The present invention relates generally to a gel cushioned interface and a method of making a gel cushioned interface made of polymer material with heat resistant and electrically conductive neural receptors housed strategically within and potentially raised slightly above the inner surface of the polymer material to be worn over a limb or body surface for the purpose of conducting and/or receiving impulses through the interface.
The use of myoelectrics in the orthotics and prosthetics field started with the basic use of a conductive metal dome placed on a user's particular muscle group to pick up neural signals from nerve endings through the skin. With such a system, when the user would fire the bicep muscle, for example, the dome would pick up the signal and send it to the powered prosthesis telling it to create flexion in the prosthetic elbow. Many metal domes would be affixed to the skin of the end user externally and hard-wired (sometimes long distances) into the powered prosthetic device so that the user could fire off certain muscle groups to control functionality of the prosthesis.

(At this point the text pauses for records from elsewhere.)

PR #189, opened 2022-02-25
Internalize some decls and some testing infrastructure

milseman:


milseman:
@swift-ci please test

Sources/_StringProcessing/Executor.swift
```diff
@@ -21,8 +20,8 @@ public struct Executor {
   }
 
   // FIXME: Public for prototype
```
rxwei, line 22:
```suggestion
```

rxwei (approved):
We should also be able to change `struct ReferenceID` to internal.

milseman:
Good point, I'll update with several more I found

milseman:
@swift-ci please test

PR #193, opened 2022-03-01
Implement String.WordView

Azoy:
This implements Unicode's defined word boundaries for a string found here: https://unicode.org/reports/tr29/#Word_Boundaries.

Here's a quick snippet:
```swift
for word in "Hello world!".words {
  print(word)
}
// Hello
// 
// world
// !
```

This is marked as WIP because I'm still investigating whether or not these word boundary semantics make sense right now.


natecook1000 (commented):
This is great, @Azoy! I think for matching purposes, the API we need is something like `isOnWordBoundary(_ i: String.Index) -> Bool`. It looks like that would be O(1) in the common case, with the worst case O(n) if called on a sequence of regional indicators. That suggests to me that we may want to include the regional indicator count, or an on/off toggle value, as part of the matching engine's state.

Out of curiosity, does the algorithm say which side of the boundary the "word" is on? Or can you have a word boundary in between two scalars that are both parts of words? (LMK if this question makes no sense.)

milseman (commented):
Progress is looking good. I think what would be really helpful are examples and tests showing the advantages of this approach over the level-1 naive thing of `\w` vs `\W`. If there's  value to this approach, even without localization info or large dictionaries, that's compelling.

Azoy:
@swift-ci please test Linux

PR #194, opened 2022-03-02
Improved delimiter lexing

hamishknight:
Refactor the delimiter lexing logic, and change the behavior such that:

- We now diagnose unprintable ASCII characters to match behavior with the C++ lexer.
- We now allow the C++ lexer to better recover from a missing closing delimiter.
- We now support `rx'...'` for experimental syntax.

Additionally, implement a heuristic that allows skipping over single quotes in `re'...'` literals if the preceding characters are `(?`, `(?(`, `\k`, `\g` or `(?C`.  These would not be valid literal endings anyway, and this allows us to support their single-quoted syntax.

This should be able to integrate without any C++ side changes, though I have some extra test cases I want to commit there whenever this gets integrated in.


hamishknight:
@swift-ci please test

Sources/_MatchingEngine/Regex/Parse/DelimiterLexing.swift
```diff
@@ -0,0 +1,330 @@
...
+// See https://swift.org/LICENSE.txt for license information
+//
+//===----------------------------------------------------------------------===//
+
+// TODO: mock up multi-line soon
+
+enum Delimiter: Hashable, CaseIterable {
+  case traditional
+  case experimental
+  case reSingleQuote
```
milseman, line 17: How about `rxSingleQuote` for experimental?

Sources/_MatchingEngine/Regex/Parse/DelimiterLexing.swift
```diff
@@ -0,0 +1,330 @@
...
+    switch kind {
+    case .endOfString: return "unterminated regex literal"
+    case .invalidUTF8: return "invalid UTF-8 found in source file"
+    case .unknownDelimiter: return "unknown regex literal delimiter"
+    case .unprintableASCII: return "unprintable ASCII character found in source file"
+    }
+  }
+}
+
+fileprivate struct DelimiterLexer {
```
milseman, line 68: In the end, we might want something that can feed `Source` (or even replace `Source`)

milseman (approved):

hamishknight:
@swift-ci please test

Sources/_MatchingEngine/Regex/Parse/DelimiterLexing.swift
hamishknight: Yeah would be nice to unify on an implementation that scans and produces unicode scalars for both

PR #106, opened 2020-03-10
sse2: fix "comparison of integer expressions of different signedness" warning

gh2o:


nemequ:
Nice.  Merged, thanks!

FWIW, I fixed a bunch of similar warnings yesterday (the patch was sitting in staging), so there should be much fewer diagnostics tripped going forward.

PR #107, opened 2020-03-11
Fix link to NEON wiki

Un1Gfn:


Un1Gfn:
Sorry but is [ci skip] goint to work if specified in commit edit?

nemequ:
Merged, thanks!

I'm not sure if [ci skip] works or not (or on which CI providers; we use Travis, AppVeyor, and GitHub Actions), but the master branch is protected so we can't actually merge anything into it without verifying it in CI first, so it needs to be checked anyways.

PR #109, opened 2020-03-11
Added implmentation of _mm256_slli_epi16 and _mm256_slli_epi64 in sim…

himanshi18037:


nemequ:
NIce, it looks like you found a bug in all of the `simde_mm256_slli_*` functions.

If the number of bits specified was greater than the width of the types, we were shifting by 0 bits (effectively a noop).  However, according to Intel's documentation it just shifts by the least significant 8 bits of `imm8` without regard to the width of the type.  In other words, shifts of more than 16 bits should result in zeros, not the original value.

The other tests were shifting by values inside of the expected range, so we didn't catch this.

I fixed the issue in all of the functions, and modified the `simde_mm256_slli_epi16` test case to shift by all values in the range [0,17], which is where things get interesting… compilers behave differently.  Some of them seem to just mask off everything outside of the expected range, some will return 0 (gcc and clang, for example, just generate an xor of the register with itself).  Intel's Intrinsics Guide is somewhat ambiguous.  I'm just going to require input in the range all compilers can handle.

The portable version is problematic anyways since shifting a signed integer by more bits than it contains is undefined behavior.  We would have to choose an implementation (either 0, or mask off the more significant bits), and it's really not clear which is correct.

After digging into the [Intel® 64 and IA-32 ArchitecturesSoftware Developer’s Manual](https://software.intel.com/en-us/articles/intel-sdm) a bit, I think the operation may actually be undefined.  It is defined as 0 for PSLLW, but I don't see anything for VPSLLW.  SAL says the range is limited to [0,31] for 32-bit mode and [0,63] for 64-bit mode, but since there are no 16-bit registers that's not really much help, either.  I think the right thing is to just treat it as undefined behavior.

Anyways, thanks for calling my attention to an interesting problem :)

nemequ:
Oh, and I merged your patch before tweaking the behavior.  Thanks :)

himanshi18037:
> 
> Anyways, thanks for calling my attention to an interesting problem :)

Even  I am amused because I was not able to think that it would be the reason . Thanks for making me understand it.

PR #117, opened 2020-03-24
enhanced README

FaresSalem:


nemequ:
Merged as d47deb23aeeeeef40011826f9967a92b3172cfd3, thanks!

I slightly changed the bit about `-mfpu=neon` since that hasn't really been working for me lately.  I'm not sure if GCC changed the flag, if that's just for armv7, etc., but I've had to use `-march=armv8-a+simd` lately.  It was definitely a good idea to put in that link, though, thanks for that :)

FaresSalem:
When I have commits on my fork and open a PR but like this one you made some edits to the same lines, which created a conflict when I tried synchronizing my fork, should that be solved by some way like reviewing or adding comments to my PR before closing it so I can change them?

nemequ:
There are two schools of thought on this.  The more git-like way is to use `git merge branch-to-merge` to merge upstream changes into your branch.  When you do this and there there is a conflict git will walk you through resolving it; basically you edit the conflicting files to look like you want them to going forward, then do a `git add conflicted-file && git merge --continue`, and git creates a "merge commit" with those changes.

However, I prefer a more linear history without merge commits, so for SIMDe what you should do is use `git rebase` instead of `git merge`.  The procedure is basically the same, but instead of creating a merge commit you remove conflicts from each commit, and git will actually modify your commits instead of leaving the history completely intact.  If you use the interactive mode (`git rebase -i branch-to-rebase-on-top-of`) You can also use this to do more advanced stuff, such as squashing commits (combining multiple commits into a single one), rewording commit messages, reordering commits, etc.

The process tends to be a bit different each time, so you it's hard to teach someone; you really have to learn by doing.  I try to keep contributing as easy as possible, so I usually just handle it myself instead of asking people to rebase (or merge).  If all your changes are full merged, it's generally best to just create a new branch, or do a hard reset and a forced push.

If you want to learn, I'd be willing to walk you through any examples that come up.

More recent improvements to myoelectrics in the field involve using a series of metal domes that are punctured through and embedded in an otherwise traditional liner interface after the molding process, that are then connected to a CPU using external wires that control the powered prosthesis. Concurrently, other developments are taking place where metal electrodes are actually implanted into the user's pectoral muscle and hardwired to a CPU for cognitive control over the prosthesis.
The process of surgically inserting metal domes into a user is obviously a very invasive procedure that many potential users are unwilling to undergo. The post-molding process of puncturing holes into a liner to insert metal domes is also a difficult process that is time consuming and jeopardizes the original liner's structural integrity and durability. Thus, the need in the market exists for an interface liner that contains electrically conductive receptors that can make the appropriate amount of skin contact necessary to reliably pick up electrical impulses from very specific points on the user while also containing a means of transferring these impulses to a central processing unit.
One attempt that has been made to satisfy this need is disclosed in USPGPUB 20090216339 A1 to Hanson, et al., incorporated herein by reference. As best illustrated in FIG. 1 (10) or FIG. 2 (20), Hanson suggests affixing “domes” made of conductive silicone onto existing prosthetic liners after the molding process has taken place. Hanson focuses on the silicone dome's ability to create total contact on the skin surface, while also being properly affixed to the liner with an appropriate adhesive such as RTV silicone for silicone liners or moisture-activated urethane for urethane liners to form a more secure “butt joint” to hold the domes securely in place once they are added to the liner. USPGPUB 20100114238 A1 to Muccio incorporated herein by reference discloses a prosthetic liner, as best illustrated in FIGS. 1 and 2, having stimulation electrodes made of conductive hydrogel 105 integrated into the liner material during the molding process that are designed to be flush with the skin 106 on the inside of the liner and connected to a CPU by silver fabric conductors 103. USPGPUB 2010/0318195 A1 to Kettwig, et al. incorporated herein by reference discloses an orthopedic interface having electrically conductive coatings 23 on the inner fabric surface of the liner.
While these ideas seek to address the need for improving end user comfort while not jeopardizing functionality, they fail to address the need for a single off the shelf product that combines the manufacturability of having the electrodes molded into the inner material during a “one shot” manufacturing process while still allowing those same domes to provide an adequate amount of compression on the localized skin necessary to get a consistent myoelectric signal.